What about self-concept?
Well remember Carl Roger’s 7 steps to self-actualization. Openness to experience, abandonment of defensiveness, creativity, adaption, abandonment of conformity; all of those things can be difficult when we are simultaneously working to share a sense of belonging in our groups because often to belong, we must do the opposite of that.
And here is where self-concept comes in. Finally. Because there can be a disconnect between the ideal self and that actual self. Whew. That was a lot to get to that. So, again, from Carl Roger’s, a great quote, “The curious paradox is that when I accept myself just as I am, then I can change.”
So, there it is, finally. What is your concept of your ideal self? What is your concept of your actual self?
Who knows; well, you do. And here’s what you can do today. Try to recognize if you are open to experience, particularly this new experience we are all…experiencing. If you are feeling more worry and fear than not, ask yourself if you are living in the moment or if you are living in a future fear or past regret. Don’t judge yourself, just try to recognize what’s happening for you.
Ask yourself, what groups do I share a sense of belonging with? What do I do in continue to share a sense of belonging with these groups? How does this sense of belonging and the behaviors I choose to either increase or decrease this sense of belonging shape my thoughts about myself?

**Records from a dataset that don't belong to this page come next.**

PR #8738, opened 2025-02-14
Remove check doc todos

sloriot:
We can consider them as done now


sloriot:
Successfully tested in CGAL-6.1-Ic-90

You’ll want to have some idea about this as we move into self-talk tomorrow because that self-talk will be a big part of what is informing us about our self-concept.
And remember, self-concept is how you think about yourself, how you perceive yourself, or how you evaluate yourself. We look forward to connecting with you in whatever way we can, tomorrow. Until tomorrow, may your thoughts and feelings be with you.